> Entries shown:
——

PR #1682, opened 2020-10-17
Add internal event emitter

wemeetagain:
This is a solution to the following problem:
External (non-chain) handlers of `ChainEventEmitter` events can't be guaranteed that the proper side effects (internal to the chain) have been performed, at the time that the external handler is triggered.

This problem has been hinted at in #1655, where a new event is introduced, rather than relying on the existing events.
It's done for the following reasons:
1. the BlockPool is currently not part of the public IBeaconChain interface, so the sync can't retrieve the 'missing ancestor'
2. the sync can't really rely on the BlockPool being properly updated when the "error:block" event is fired/handled

Number 1. can be rectified fairly easily, either with a public method or public member on IBeaconChain
its 2. that this PR deals with.

The problem stems from the fact that multiple event handlers can be run concurrently (in the case that handlers are async / have async steps).
This means that external chain event handlers can be interwoven with internal chain event handlers in a way that exposes external handlers to an inconsistent chain state.

There are several ways to handle the problem, this is an attempt to systematically resolve it.

This PR adds an "internal event emitter" that is used to wire together chain submodules.
The chain's event handlers subscribe to this internal emitter.
These handlers perform various important side effects (eg: updating caches/db) that we want completed before external handers can run.
Once the chain's event handler finishes in its entirety (async function completes), the same event, with the same args is emitted from the public/external event emitter, where downstream consumers can attach event handlers.

### DIFF
--- a/packages/lodestar/src/chain/eventHandlers.ts
+++ b/packages/lodestar/src/chain/eventHandlers.ts
@@ -1,12 +1,12 @@
 import {readOnlyMap, toHexString} from "@chainsafe/ssz";
 import {Attestation, Checkpoint, SignedBeaconBlock, Slot} from "@chainsafe/lodestar-types";
-import {toJson} from "@chainsafe/lodestar-utils";
+import {ILogger, toJson} from "@chainsafe/lodestar-utils";
 import {IBlockSummary} from "@chainsafe/lodestar-fork-choice";
 
 import {ITreeStateContext} from "../db/api/beacon/stateContextCache";
 import {AttestationError, AttestationErrorCode, BlockError, BlockErrorCode} from "./errors";
 import {IBlockJob} from "./interface";
-import {IChainEvents} from "./emitter";
+import {ChainEventEmitter, IChainEvents} from "./emitter";
 import {BeaconChain} from "./chain";
 
 interface IEventMap<Events, Key extends keyof Events = keyof Events, Value extends Events[Key] = Events[Key]>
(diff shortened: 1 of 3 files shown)


twoeths:
so the internal emitter and emitter throws same event with same data.

in the case of #1655 , `validate.ts` throws `error:block` with missing parent root while sync doesn't want that missing parent root, it wants missing ancestor root.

——

> What is expected: One number only, please: the count of lines in the material holding the word "toJson".

> Solution for this problem: 2